# new exhaust pics



## Pmmeke (Jan 29, 2002)




----------



## johnlew (Dec 25, 2001)

Forget the exhaust, that's one shiny bumper in the second shot!


----------



## nate (Dec 24, 2001)

Did you add rear brake ducting?


----------



## Pmmeke (Jan 29, 2002)

*rear brake ducting*

rear brake ducting

i am from europe. I dont understand that word? Whats it mean?


----------



## nate (Dec 24, 2001)

*Re: rear brake ducting*



Pmmeke said:


> *rear brake ducting
> 
> i am from europe. I dont understand that word? Whats it mean? *


Air ventalation to the rear brake rotors

A tube that forces outside air onto the brakes :dunno:


----------



## Ack (Mar 16, 2002)

The car looks great! Are those the SSR GT3 rims?
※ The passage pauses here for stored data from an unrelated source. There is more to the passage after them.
PR #20, opened 2015-09-13
Support direct react components and server console messages and linting

justin808:
* Added console & error logging
* Catch exceptions and log them on the server side
* Issue with HelloWorld component is not loade properly.
  Visit /focused to see the issue
* Created /focused so that a specific part can be individually tested.
* Lots of cleanup and refactoring.
* Consistency with using suffix App for generator functions
* Added default for generator_function

Replace #19


justin808:
@alexfedoseev @josiasds Please pull this code. I need some help. This is really close, but if you go to http://localhost:3000/focused then you'll see the error which is that the HelloWorld component is not found. This is doing simple client rendering. Same issue server rendering. Thanks.

Also, we added the option for the helper of `generator_function`. We couldn't figure out a better way to identify the function created by React.createClass vs. our own generator function, and thus, we'll just specify this in the helper.

spec/dummy/client/app/components/HelloWorld.jsx
```diff
@@ -1,7 +1,7 @@
 import React from 'react';
 
 // Super simple example of the simplest possible React component
-export default class HelloWorld extends React.Component {
```
alex35mil, line 4: Why do we need to split definition and export if we don't do anything with exported class?

spec/dummy/client/app/startup/ClientApp.jsx
```diff
@@ -17,7 +17,7 @@ import HelloWorldContainer from '../components/HelloWorldContainer';
  *  React will see that the state is the same and not do anything.
  *
  */
-window.App = props => {
+let App = props => {
```
alex35mil, line 20: Why `let`, not `const`?

app/helpers/react_on_rails_helper.rb
```diff
@@ -47,53 +56,97 @@ def react_component(component_name, props = {}, options = {})
...
+    server_rendered_html =
+      server_rendered_react_component_html(options, props, react_component_name)
+
+    rendered_output = content_tag(:div,
+                                  server_rendered_html,
+                                  id: dom_id)
+
+    <<-HTML.strip_heredoc.html_safe
+#{data_from_server_script_tag}
+    #{rendered_output}
```
samnang: shouldn't it be aligned?

app/helpers/react_on_rails_helper.rb
```diff
@@ -47,53 +56,97 @@ def react_component(component_name, props = {}, options = {})
...
+    HTML
+  end
+
+  def next_react_component_index
+    @react_component_index ||= -1
+    @react_component_index += 1
```
samnang, line 74: It so strange to keep instance variables in module, but we could tackle it in another PR. I could see we will be able to clean it up. This file is quite long already.

justin808, line 74: @samnang the instance variables work very well as Rails includes the helpers in the view object. I don't see where else we would put this. Note, there's no threading issues here. The `@` variables are like other class instance variables.

spec/dummy/client/app/components/HelloWorld.jsx
justin808, line 4: @alexfedoseev We don't need to split. We were experimenting. Voodoo coding.

spec/dummy/client/app/startup/ClientApp.jsx
justin808, line 20: We were trying to add a property to a function object. For some reason, we can't go 

``` javascript
App.generator = true
```

The generator part is lost when the modules are bundled. Any ideas on why?

README.md
```diff
@@ -88,10 +109,11 @@ Contributions and pull requests welcome!
 
 ## Installation
 
-Add this line to your application's Gemfile:
+Add these linesto your application's Gemfile, sustituting your preferable JavaScript engine.
```
mapreal19: typo: "these lines to"

app/helpers/react_on_rails_helper.rb
```diff
@@ -2,132 +2,196 @@
...
+  #          MyReactComponentApp.generator = true;
+  #    Exposing the react_component_name is necessary to both a plain ReactComponent as well as
+  #      a generator:
+  #    For client rendering, expose the react_component_name on window:
+  #      window.MyReactComponentApp = MyReactComponentApp;
+  #    For server rendering, export the react_component_name on global:
+  #      global.MyReactComponentApp = MyReactComponentApp;
+  #    See spec/dummy/client/app/startup/serverGlobals.jsx and
+  #      spec/dummy/client/app/startup/ClientApp.jsx for examples of this
   # props: Ruby Hash which contains the properties to pass to the react object
```
mapreal19, line 20: missing space here.

justin808, line 20: where is 'here'?

app/helpers/react_on_rails_helper.rb
```diff
@@ -2,132 +2,196 @@
...
-  #    to get the data.
-  #    App(__appData__)
-  #    That way it gets the data you pass from the Rails helper.
-  #
   #  options:
-  #    prerender: <true/false> defaults to true
-  #    trace: <true/false> defaults to false, set to true to print additional info
+  #    prerender: <true/false> (configurable default), set to false when debugging!
+  #    trace: <true/false>  (configurable default), set to true to print additional info
   def react_component(component_name, props = {}, options = {})
```
mapreal19, line 30: I would try to move away of passing a hash for options. https://github.com/bbatsov/ruby-style-guide#no-optional-hash-params

You need comments or read through the body of the method to know what those options are. A better approach in my opinion would be: 

```
react_component(component_name, props: {}, prerender: ReactOnRails.configuration.prerender, trace: ReactOnRails.configuration.trace)
```

That way we wouldn't need to fetch from options, and we could remove those 2 helper methods

app/helpers/react_on_rails_helper.rb
```diff
@@ -2,132 +2,196 @@
...
-    @react_component_index += 1
-
+    # We use this react_component_index in case we have the same component multiple times on the page.
+    react_component_index = next_react_component_index
+    react_component_name = component_name.camelize # Not sure if we should be doing this (JG)
+    dom_id = "#{component_name}-react-component-#{react_component_index}"
+
+    # Setup the page_loaded_js, which is the same regardless of prerendering or not!
+    # The reason is that React is smart about not doing extra work if the server rendering did its job.
+    data_variable_name = "__#{component_name.camelize(:lower)}Data#{react_component_index}__"
```
mapreal19, line 44: any reason of why here is `component_name.camelize(:lower)` instead of `react_component_name`?

app/helpers/react_on_rails_helper.rb
justin808, line 30: Ah, interesting! I hardly ever have method calls for the options. I can see how this could work. @josiasds Please give this a try.

app/helpers/react_on_rails_helper.rb
justin808, line 44: @mapreal19 Just a styling thing so that the name always looks consistent. I think originally, the coder had to know of the the name, but that's no longer true. Still, for `MyBigComponent`, the name becomes `__myBigComponentData__` for the data variable. If there's a good reason not to change the name, we could do that.

app/helpers/react_on_rails_helper.rb
```diff
@@ -2,132 +2,196 @@
...
-
-    rendered_output = content_tag(:div,
-                                  server_rendered_react_component_html,
-                                  id: domId)
-
-    <<-HTML.strip_heredoc.html_safe
-      #{data_from_server_script_tag}
-      #{rendered_output}
-    HTML
+    server_rendered_react_component_html
```
mapreal19, line 92: no need for a temp here. 

```
if ...
   return render_js(...)
else 
   return ""
```

justin808, line 92: that is correct, and if the return is the last statement, then we don't need the return either.

mapreal19, line 92: :+1:

app/helpers/react_on_rails_helper.rb
mapreal19, line 20: line 23: 

```
# props:  (Original)
#  props: 
```

app/helpers/react_on_rails_helper.rb
mapreal19, line 30: @josiasds A good post explaining this: https://robots.thoughtbot.com/ruby-2-keyword-arguments

app/helpers/react_on_rails_helper.rb
mapreal19, line 44: I see. For me it's fine like this

app/helpers/react_on_rails_helper.rb
josiasds, line 30: @justin808 @mapreal19 I'll try that.

mapreal19, line 30: @justin808 @josiasds Also what about introducing an object that outputs the html? There are lots of temp variables, arguments and comments in just one method that makes it hard to follow. An object will make things clearer

http://www.refactoring.com/catalog/extractClass.html :heart:

samnang, line 30: @mapreal19 keyword arguments are good for few arguments, but they are hard to read if we have more than a few with their default values, and also they only support for ruby 2+.

Refactoring may could multiple steps and result may depend on decisions on those small steps.
You may start with [Method Object](https://sourcemaking.com/refactoring/replace-method-with-method-object), then extract different responsibility into individual classes.

justin808, line 30: For the gem, it's think it's OK that we support ruby 2+. On the keyword arguments, I like the pattern shown by @mapreal19. However, does it work for Ruby 2.0 and 2.1?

If so, or even not, I really like them. :thumbup:


----------



## Pmmeke (Jan 29, 2002)

*no air ducks*

no i havent added air ducks 

The rims are racing dynamics rs2 19 inch

more pics
http://www.e46fanatics.com/phorum/showauthor.detail.php?a=Pmmeke


----------



## berford (Sep 10, 2002)

gotta say, one of the nicest looking 3ers I've seen.:thumbup: :thumbup:


----------



## Pmmeke (Jan 29, 2002)

*thanks *

nate328Ci
: the aire mess grill is a optical part of the rd bumper side skirt kit


----------



## bimmee (Mar 23, 2002)

i must say this is the nicest 4 door ive seen so far.... almost nicer than a 2 door  

So....is it a 325 or 330?? :dunno:


----------



## Bavarian (Jun 15, 2002)

You have got one beautiful car there!


----------



## Pmmeke (Jan 29, 2002)

*thanks *

For tax reasons (i have 2 cars and the E46 is my second one) the engine is not a 325 nor a 33O 

To found out look at my site  http://www.pmmeke.netfirms.com


----------



## bimmee (Mar 23, 2002)

That is a hell lot of upgrades, geeze, i still donno what u r driving :lmao: but :thumbup: :thumbup:


----------



## bimmee (Mar 23, 2002)

johnlew said:


> *Forget the exhaust, that's one shiny bumper in the second shot! *


I agree, so pmmeke, which wax/polish do u use?


----------



## Pmmeke (Jan 29, 2002)

*wax*

same brand as the shampoo: wehrle's metalick polish and sometimes turtle beach wax for a quick job.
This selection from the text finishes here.